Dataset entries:
......

PR #247, opened 2026-01-27
Explicitly set ndkVersion to Flutter's

### LINKED ISSUE #239: Current version 0.6.0 is not compatible with 16 KB memory page
Though the issue is raised in this issue https://github.com/google/webcrypto.dart/issues/207 but the solution provided there is ineffective.

The issue is still persisting with this configuration even after incorporating solution cited in the above thread.

Kotlin = "2.2.21"
ndkVersion = "29.0.14206865"

AGP = 8.13.1
Gradle = 8.13

sourceCompatibility JavaVersion.VERSION_17
targetCompatibility JavaVersion.VERSION_17

compileSdk = 36

webcrypto = ^0.6.0

Android Studio Otter | 2025.2.1 Patch 1

APK analyzer showing this:
libwebcrypto.so: 4 KB LOAD section alignment, but 16 KB is require

Please update the package.

emersion:
Without this, webcrypto.dart uses AGP's default NDK version, which can be different from Flutter's preferred NDK version. Apart from causing builds to download multiple NDKs needlessly, this also causes APKs to not use 16 KB page sizes.

Tested by building an APK and opening it in Android Studio's APK analyzer.

Closes: https://github.com/google/webcrypto.dart/issues/239

### DIFF
--- a/android/build.gradle
+++ b/android/build.gradle
@@ -28,6 +28,7 @@ android {
     namespace 'dev.google.webcrypto'
 
     compileSdk = flutter.compileSdkVersion
+    ndkVersion = flutter.ndkVersion
 
     // We depend on cmake for the native parts.
     externalNativeBuild {


HamdaanAliQuatil (approved):
thanks for this 🚀

jonasfj (approved):

emersion:
@jonasfj If you have time, it would be great to have a new release with this fix!

emersion:
@jonasfj Gentle ping, would be nice to have this available on the published package - this is blocking Google Play submissions for all Flutter apps using this library :P

olof-dev:
Can confirm that this fixed the issue for me: the `check_elf_alignment.sh` script (see https://developer.android.com/guide/practices/page-sizes) reports 
`lib/arm64-v8a/libwebcrypto.so: ALIGNED (2**14)`
after this change, instead of the `UNALIGNED (2**12)` without the fix. As @emersion writes, Google Play Console flags a policy violation if it is unaligned, so an updated release on pub.dev would be very welcome.

PR #249, opened 2026-02-07
test: cover ECDH deriveBits length boundaries

### LINKED ISSUE #130: Document the maximum length in EcdhPrivateKey.deriveBits for each curve
Documentation for `EcdhPrivateKey.deriveBits` could have bullet point list mentining the maximum length of bits that can be derived from each curve.

**Example**
```md
[length] specifies the length of the derived secret in bits. The maximum length depends on the [EllipticCurve] used in the keys:
...
 * [EllipticCurve.p521] can provide up to 528 bits.
```

See: 

https://github.com/google/webcrypto.dart/blob/b295d8d0a148e056c285a45c3b38b1ae95ccd34a/lib/src/webcrypto/webcrypto.ecdh.dart#L185-L205

-----------------------------

 * [ ] Find maximum length for each curve.
 * [ ] Add tests for each curve + maximum length in deriveBits.
 * [ ] Document maximum length that can be derived for each curve.

harrshita123:
Follow-up to #289.

This change adds explicit ECDH `deriveBits` boundary coverage for each supported curve:

- exercises the exact maximum length in generated cases;
- verifies the documented maximum succeeds; and
- verifies the first invalid bit length is rejected.

The tested limits are 256 bits for P-256, 384 bits for P-384, and 528 bits for P-521.

### DIFF
--- a/lib/src/testing/ecdh/derive_bits.dart
+++ b/lib/src/testing/ecdh/derive_bits.dart
@@ -1,0 +1,70 @@
+// Copyright 2026 Google LLC
+//
+// Licensed under the Apache License, Version 2.0 (the "License");
+// you may not use this file except in compliance with the License.
+// You may obtain a copy of the License at
+//
+//      http://www.apache.org/licenses/LICENSE-2.0
+//
+// Unless required by applicable law or agreed to in writing, software
+// distributed under the License is distributed on an "AS IS" BASIS,
+// WITHOUT WARRANTIES OR CONDITIONS OF ANY KIND, either express or implied.
+// See the License for the specific language governing permissions and
+// limitations under the License.
+
+import 'package:webcrypto/webcrypto.dart';
+import '../utils/detected_runtime.dart';
+import '../utils/utils.dart';
+
+final _cases = [
+  (name: 'P-256', curve: EllipticCurve.p256, maxBits: 256),
+  (name: 'P-384', curve: EllipticCurve.p384, maxBits: 384),
+  (name: 'P-521', curve: EllipticCurve.p521, maxBits: 528),
+];
+
+void main() => tests().runTests();
+
+List<({String name, Future<void> Function() test})> tests() {
+  final tests = <({String name, Future<void> Function() test})>[];
+  void test(String name, Future<void> Function() fn) =>
+      tests.add((name: name, test: fn));
+
+  for (final c in _cases) {
+    if (detectedRuntime == 'safari' && c.curve == EllipticCurve.p521) {
+      continue;
+    }
+
+    test('ECDH: ${c.name} allows maximum deriveBits length', () async {
+      final aliceKeyPair = await EcdhPrivateKey.generateKey(c.curve);
+      final bobKeyPair = await EcdhPrivateKey.generateKey(c.curve);
+
+      final secret = await aliceKeyPair.privateKey.deriveBits(
+        c.maxBits,
+        bobKeyPair.publicKey,
+      );
+
+      check(secret.length == c.maxBits ~/ 8, 'secret length mismatch');
+    });
+
+    test('ECDH: ${c.name} rejects deriveBits larger than maximum', () async {
+      final aliceKeyPair = await EcdhPrivateKey.generateKey(c.curve);
+      final bobKeyPair = await EcdhPrivateKey.generateKey(c.curve);
+
+      var threw = false;
+      try {
+        await aliceKeyPair.privateKey.deriveBits(
+          c.maxBits + 8,
+          bobKeyPair.publicKey,
+        );
+      } on OperationError {
+        threw = true;
+      }
+      check(
+        threw,
+        'Should throw OperationError for deriveBits larger than maximum',
+      );
+    });
+  }
+
+  return tests;
+}
--- a/lib/src/testing/ecdh/derive_bits.dart
+++ b/lib/src/testing/ecdh/derive_bits.dart
@@ -53,7 +53,7 @@ List<({String name, Future<void> Function() test})> tests() {
       var threw = false;
       try {
         await aliceKeyPair.privateKey.deriveBits(
-          c.maxBits + 8,
+          c.maxBits + 1,
           bobKeyPair.publicKey,
         );
       } on OperationError {
--- a/lib/src/testing/ecdh/derive_bits.dart
+++ b/lib/src/testing/ecdh/derive_bits.dart
@@ -13,7 +13,6 @@
 // limitations under the License.
 
 import 'package:webcrypto/webcrypto.dart';
-import '../utils/detected_runtime.dart';
 import '../utils/utils.dart';
 
 final _cases = [
@@ -30,10 +29,6 @@ List<({String name, Future<void> Function() test})> tests() {
       tests.add((name: name, test: fn));
 
   for (final c in _cases) {
-    if (detectedRuntime == 'safari' && c.curve == EllipticCurve.p521) {
-      continue;
-    }
-
     test('ECDH: ${c.name} allows maximum deriveBits length', () async {
       final aliceKeyPair = await EcdhPrivateKey.generateKey(c.curve);
       final bobKeyPair = await EcdhPrivateKey.generateKey(c.curve);
--- a/lib/src/testing/webcrypto/ecdh.dart
+++ b/lib/src/testing/webcrypto/ecdh.dart
@@ -65,7 +65,8 @@ void main() async {
     generateKeyParams: {'curve': curveToJson(EllipticCurve.p256)},
     importKeyParams: {'curve': curveToJson(EllipticCurve.p256)},
     deriveParams: {},
-    maxDeriveLength: 32,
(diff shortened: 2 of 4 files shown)


lib/src/webcrypto/webcrypto.ecdh.dart
```diff
@@ -206,6 +206,10 @@ final class EcdhPrivateKey {
   /// two parties.
   ///
   /// [length] specifies the length of the derived secret in bits.
+  /// The maximum length that can be derived depends on the elliptic curve:
```
HamdaanAliQuatil:
```suggestion
  /// The maximum allowed [length] is determined by the elliptic curve:
```

HamdaanAliQuatil (changes requested):

test/crypto_subtle_test.dart
```diff
@@ -310,6 +310,73 @@ void main() {
...
+      expect(secret.length, equals(32));
+    });
+
+    test('P-256 rejects deriveBits larger than maximum', () async {
+      final aliceKeyPair = await EcdhPrivateKey.generateKey(EllipticCurve.p256);
+      final bobKeyPair = await EcdhPrivateKey.generateKey(EllipticCurve.p256);
+
+      expect(
+        aliceKeyPair.privateKey.deriveBits(257, bobKeyPair.publicKey),
+        throwsA(anyOf(isA<subtle.JSDomException>(), isA<Error>())),
```
jonasfj: Hmm, this implies a different kind of issue.

I think we are supposed to catch JSDomException and make it into an Exception or an Error.

jonasfj: To be clear that is probably an orthogonal issue to this PR and should be fixed separately.

jonasfj:
Please rebase, I think CI mostly works on master branch now.

test/crypto_subtle_test.dart
harrshita123: since it’s kind of a separate thing, I will leave it out of this PR for now so this doesn’t get messy. I can open a new issue for the JSDomException part if needed.

harrshita123:
> Please rebase, I think CI mostly works on master branch now.

I have rebased the branch onto the latest master so the CI tests can run properly.

test/crypto_subtle_test.dart
```diff
@@ -314,6 +314,73 @@ void main() {
       );
     });
   });
+  group('ECDH deriveBits', () {
+    test('P-256 allows maximum deriveBits length', () async {
```
jonasfj: These tests should decidedly not live in `test/crypto_subtle_test.dart` --- this tests the `subtle.window.crypto.subtle` wrapper we have.

I suggest we put them in `lib/src/testing/ecdh/derive_bits.dart` or `test/ecdh_derive_bits_test.dart` (they won't be included in integration tests, but maybe that's okay -- we can always move them later, and getting coverage is probably better).

--------------

I don't mind these tests, but they could also be made much simpler.


```dart

final _cases = [
  (
    name: 'P-256',
    curve: EllipticCurve.p256,
    maxBits: 256,
  ),
  ...
];

void main() {
  for (final c in _cases) {
    test('${c.name} allows maximum deriveBits length', () async {
      final aliceKeyPair = await EcdhPrivateKey.generateKey(c.curve);
      final bobKeyPair = await EcdhPrivateKey.generateKey(c.curve);

      final secret = await aliceKeyPair.privateKey.deriveBits(
        c.maxBits,
        bobKeyPair.publicKey,
      );

      expect(secret.length, equals(c.maxBits / 8));
    });

    test('${c.name} rejects deriveBits larger than maximum', () async {
      final aliceKeyPair = await EcdhPrivateKey.generateKey(c.curve);
      final bobKeyPair = await EcdhPrivateKey.generateKey(c.curve);

      expect(
        aliceKeyPair.privateKey.deriveBits(c.maxBits + 1, bobKeyPair.publicKey),
        throwsA(anyOf(isA<subtle.JSDomException>(), isA<Error>())), 
      );
    });
  }
}
```

jonasfj (changes requested):

harrshita123:
I updated the branch based on the feedback:

- Rebased the PR onto the latest master, which resolved the merge conflict.
- Kept the ECDH deriveBits documentation change focused on the maximum length for each curve.
- Moved the new ECDH deriveBits boundary tests out of crypto_subtle_test.dart and into the package test runner under lib/src/testing/ecdh/derive_bits.dart.
- Simplified the tests to use shared curve cases for P-256, P-384, and P-521.
- Left the JSDomException behavior out of this PR since it was called out as a separate issue.

I also cleaned up the branch history into a single commit and verified it locally with dart format, dart analyze, and dart test test/webcrypto_test.dart -p vm.

lib/src/testing/ecdh/derive_bits.dart
```diff
@@ -0,0 +1,70 @@
...
+    });
+
+    test('ECDH: ${c.name} rejects deriveBits larger than maximum', () async {
+      final aliceKeyPair = await EcdhPrivateKey.generateKey(c.curve);
+      final bobKeyPair = await EcdhPrivateKey.generateKey(c.curve);
+
+      var threw = false;
+      try {
+        await aliceKeyPair.privateKey.deriveBits(
+          c.maxBits + 8,
```
HamdaanAliQuatil: could this use c.maxBits + 1? deriveBits accepts lengths in bits, including non-byte-aligned lengths, so this is the first invalid value. using +8 could miss an off-by-one implementation that accepts the next seven lengths.

HamdaanAliQuatil (changes requested):
these tests are still useful even though https://github.com/google/webcrypto.dart/issues/130 was closed by https://github.com/google/webcrypto.dart/pull/289. the generated cases added there don’t actually hit the documented limits: maxDeriveLength is a bit count, but those calls pass 32/48/66, and the random range excludes its upper bound.

could we correct those calls here by setting both minDeriveLength and maxDeriveLength to 256/384/528 respectively?

since https://github.com/google/webcrypto.dart/issues/130 is already closed, I’d also reframe this as a follow-up to https://github.com/google/webcrypto.dart/pull/289, replace Fixes https://github.com/google/webcrypto.dart/issues/130, and perhaps rename the PR to test: cover ECDH deriveBits length boundaries.

lib/src/testing/ecdh/derive_bits.dart
harrshita123: I have changed this to c.maxBits + 1 so the test now checks the first invalid bit length and catches any off-by-one behavior.

HamdaanAliQuatil (approved):

lib/src/testing/webcrypto/ecdh.dart
```diff
@@ -65,23 +65,26 @@ void main() async {
...
 
   // P-521: up to 528 bits (66 bytes)
   await runner.generate(
     generateKeyParams: {'curve': curveToJson(EllipticCurve.p521)},
     importKeyParams: {'curve': curveToJson(EllipticCurve.p521)},
     deriveParams: {},
-    maxDeriveLength: 66,
+    minDeriveLength: 528,
+    maxDeriveLength: 528,
   );
```
jonasfj, line 88: I think these `runner.generate` things spit out JSON that we put into `_testData`.

Feel free to make a follow up PR, where we generate a bunch of these with the configurations you put in here. I've usually generated in chrome/firefox/boringssl, but just have one or two of those configurations could be useful.

Mostly those `_testData` entries serves as sanity tests and pins behavior.

lib/src/testing/ecdh/derive_bits.dart
```diff
@@ -0,0 +1,70 @@
...
+
+void main() => tests().runTests();
+
+List<({String name, Future<void> Function() test})> tests() {
+  final tests = <({String name, Future<void> Function() test})>[];
+  void test(String name, Future<void> Function() fn) =>
+      tests.add((name: name, test: fn));
+
+  for (final c in _cases) {
+    if (detectedRuntime == 'safari' && c.curve == EllipticCurve.p521) {
```
jonasfj: Don't ship without a comment on why?

I think you've already fixed it with:
https://github.com/google/webcrypto.dart/pull/352

So probably this actually does work? and we should remove this skip?

jonasfj (approved):

lib/src/testing/ecdh/derive_bits.dart
harrshita123: Since #352 fixed the underlying Safari issue, I’ve removed the P-521 skip and the unused runtime import. The P-521 boundary cases will now run on Safari as well.

lib/src/testing/webcrypto/ecdh.dart
harrshita123: Thanks for clarifying how runner.generate is intended to be used. I’ll keep that work separate from this PR and add a focused follow-up with generated maximum-length vectors. P-521 already has 528-bit vectors, so the follow-up will add the missing 256-bit P-256 and 384-bit P-384 BoringSSL cases.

......

DIRECTIONS FOR THIS TASK:
Every line in the data that holds the string "think" should be returned.

FINISHED EXERCISE:
I think we are supposed to catch JSDomException and make it into an Exception or an Error.
Please rebase, I think CI mostly works on master branch now.
> Please rebase, I think CI mostly works on master branch now.
jonasfj, line 88: I think these `runner.generate` things spit out JSON that we put into `_testData`.
I think you've already fixed it with:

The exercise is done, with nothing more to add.